Segment Start: Records supplied

PR #213, opened 2021-11-21
Command substitutions for keys without keymaps

dickmao:


dickmao:
Severity: wishlist

We have "\\[foo]" command substitutions in `substitute-command-keys'.
This also puts the face help-key-binding on the replaced text, which
makes key bindings stand out more clearly.

We don't always have a keymap to refer to, because the keys are read
through `read-key' or similar.

For example, in ispell.el:

    (message (concat "C-h or ? for more options; SPC to leave "
                     "unchanged, Character to replace word")))

In other cases, we have the same situation in a docstring, for example
in `isearch-lax-whitespace'.

It would be nice if we could have some way of putting a face on such key
bindings, without having to fiddle with propertize.  For example:

    (message (substitute-command-keys
              (concat "\\[[C-h]] or \\[[?]] for more options;
\\[[SPC]] to leave "
                      "unchanged, Character to replace word"))))

I'm not sure about the notation.  Perhaps "\\[[...]]" is okay, or
perhaps we want some other delimiter.

And perhaps we would want support for this notation also in
`format-messages'?  I'm not sure, but I'm putting it out there.

dickmao:

> It would be nice if we could have some way of putting a face on such key
> bindings, without having to fiddle with propertize.  For example:
>
>     (message (substitute-command-keys
>               (concat "\\[[C-h]] or \\[[?]] for more options;
> \\[[SPC]] to leave "
>                       "unchanged, Character to replace word"))))

Makes sense to me.

> I'm not sure about the notation.  Perhaps "\\[[...]]" is okay, or
> perhaps we want some other delimiter.

What about...  \\`C-h'

Hm.  Possibly too confusing.

-- 

dickmao:

>> I'm not sure about the notation.  Perhaps "\\[[...]]" is okay, or
>> perhaps we want some other delimiter.
>
> What about...  \\`C-h'
>
> Hm.  Possibly too confusing.

Using some other delimiters than "\\[]" would probably be nice though,
because:

    (substitute-command-keys "\\[[C-h]]")
    => "M-x [C-h]"

    (substitute-command-keys "\\`C-h`")
    => "\\‘C-h‘"

The second one will be printed as "\‘C-h‘" on old versions, which isn't
perfect but not too bad.  Even if the extra "\" is distracting, it is at
least not actively misleading...

dickmao:

> The second one will be printed as "\‘C-h‘" on old versions, which isn't
> perfect but not too bad.  Even if the extra "\" is distracting, it is at
> least not actively misleading...

That's a good point.  So perhaps \\`C-h' does make sense in
`substitute-command-keys'.

-- 

dickmao:

>
>> The second one will be printed as "\‘C-h‘" on old versions, which isn't
>> perfect but not too bad.  Even if the extra "\" is distracting, it is at
>> least not actively misleading...
>
> That's a good point.  So perhaps \\`C-h' does make sense in
> `substitute-command-keys'.

I found a patch of mine from March that I had forgotten about.  It uses
the syntax "\\[=y]" to mean the key "y" where, I guess, we could
stipulate that whatever comes after "=" is `key-valid-p'.

However, it breaks backwards incompatibility just as "\\[[y]]" would:

    (substitute-command-keys "\\[=k]")
    => "M-x =k"

    (substitute-command-keys "\\[[y]]")
    => "M-x [y]"

Which is just... wrong.  So either we say that, you know, don't use this
syntax in code intended for use in anything older Emacs 29, or we just
go with the new syntax \\`y`.

Given that I have a seemingly mostly working patch it should be easy to
fix it up whichever way we decide to go.  I hope.

dickmao:

> Which is just... wrong.  So either we say that, you know, don't use this
> syntax in code intended for use in anything older Emacs 29, or we just
> go with the new syntax \\`y`.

Segment End: Records supplied

§ **Assignment**
Among the entries above, how many lines include "Character"? State the number and nothing else.

§ **Solution**
3